Consequently, most consultants recommend that practices perform an E/M comparison study because all physiatrists perform at least some type of E/M service. CMS lists the raw data on its Web site, from which you can filter out the information for PM&R and calculate average percentages. (For utilization data regarding the most commonly billed E/M codes, as well as joint injection codes, see the chart on page 13.)
"You want to determine whether you are billing way above or below the average, and whether you use any particular code disproportionately for instance, you bill all 99214s," Sandham says.
For example, the chart shows that the average physiatrist bills 41 percent of his or her subsequent hospital care encounters as 99231s and only 4.5 percent as the higher-level 99233. But suppose you specialize in treating stroke patients, requiring more-complex hospital care evaluations.
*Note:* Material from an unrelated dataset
PR #175, opened 2020-06-12
RO sync

icristescu:
An RO syncs  when : (1) opening the store and (2) when calling `ro_syncs`.

There are some tests that fail due to `clear`, so I commented them out (to make them work, we should rebase this over https://github.com/mirage/index/pull/168 ). But if you're not calling clear, this should work.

As long as your records demonstrate medical necessity, the averages should not cause you suddenly to stop billing for the more-comprehensive visits your patients require.
In addition, this type of comparison assumes that both practices are coding properly. "If you only bill 200 99215s a month and another local physiatrist bills 500, that doesn't mean you should start upcoding claims," Cohen advises. "If that practice is coding incorrectly, the entire model is skewed and can actually cause the OIG to look even more closely at your practice because it may say, 'Everyone in Smithtown is overbilling, let's look more closely at them.'"
You should also compare physicians'utilization individually, Sandham recommends. "Compare each physician in the practice to the group as a whole, then to CMS. Even though you may be on track with CMS'data, you may find that one physician in your practice is billing too high and that another is billing too low this would put you on average in the middle, but it doesn't mean that the physicians are coding correctly."
If your physiatrist is part of a multispecialty practice, do not compare his or her E/M code use against the other specialists'because the statistics can differ widely between specialties. For instance, physiatrists billed more than twice the number of 99203s than neurologists did in 2000, according to CMS. Neurologists, however, reported 99245 almost 14 times more than physiatrists did during the same year.